The three-year standoff between Kenya and Sudan over the shelf life of tea has been fully resolved, paving the way for increased shipments to one of Kenya’s main markets.
The Tea Board of Kenya says the two countries reached a consensus in 2021 after years of research, which established that tea has a shelf life of three years, coming as a boost to farmers.
Sudan had for long argued that Kenya’s tea shelf life is one and a half years and wanted the country to adhere to that to continue exporting to Khartoum.
“We resolved the matter last year and now our tea can access the Sudanese market without any difficulties,” said James Marete, TBK technical officer.
Tea export volumes to Sudan have not been optimum over the last three years after Khartoum raised concern over the long shelf life of Kenyan beverages.

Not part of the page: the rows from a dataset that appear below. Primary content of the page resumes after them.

PR #2955, opened 2024-02-15
[FIX] sale_order_product_recommendation: make UoM work

yajo:
Before this patch, UoM wasn't being properly inherited into generated lines when those lines didn't exist previously in the SO:

image

Also, changing it manually didn't work as expected in that same case.

This is because the UoM was related to the SOL UoM. But if there was no SOL, it did nothing.

Now it's properly computed. UoM comes from the product if there's no SOL or it can't provide it. The user can change it to other UoM of the same category. The change is propagated when applying the wizard, both when creating lines and updating them. Tests added.

@moduon MT-4472

### DIFF
--- a/sale_order_product_recommendation/README.rst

However, data from the TBK shows that tea volumes to Sudan jumped 62 percent to 3.1 million kilogrammes against last year when Kenya shipped 1.9 million kilogrammes, making it the fifth-largest buyer of the commodity.
Mr Marete said a technical committee constituted by the two countries agreed to keep the shelf life of tea at three years, thereby settling the issue.
This resolution was reached after three years of research.
The research was conducted by the TBK and Sudan Standards Meteorological Organisation in 2019.
Tea takes about six months to reach Sudan as it has to go all the way to Cairo, meaning that with the shelf life of 18 months, the beverage would only have a year of sell-by date when it gets to the country.
The TBK says it is looking for new markets, especially in West Africa and diversifying to orthodox teas as the country seeks to cut reliance on the top 10 traditional markets, which account for more than 80 percent of the total exports.
“There is a need to diversify our market and we are looking at other options, especially in Africa,” he said.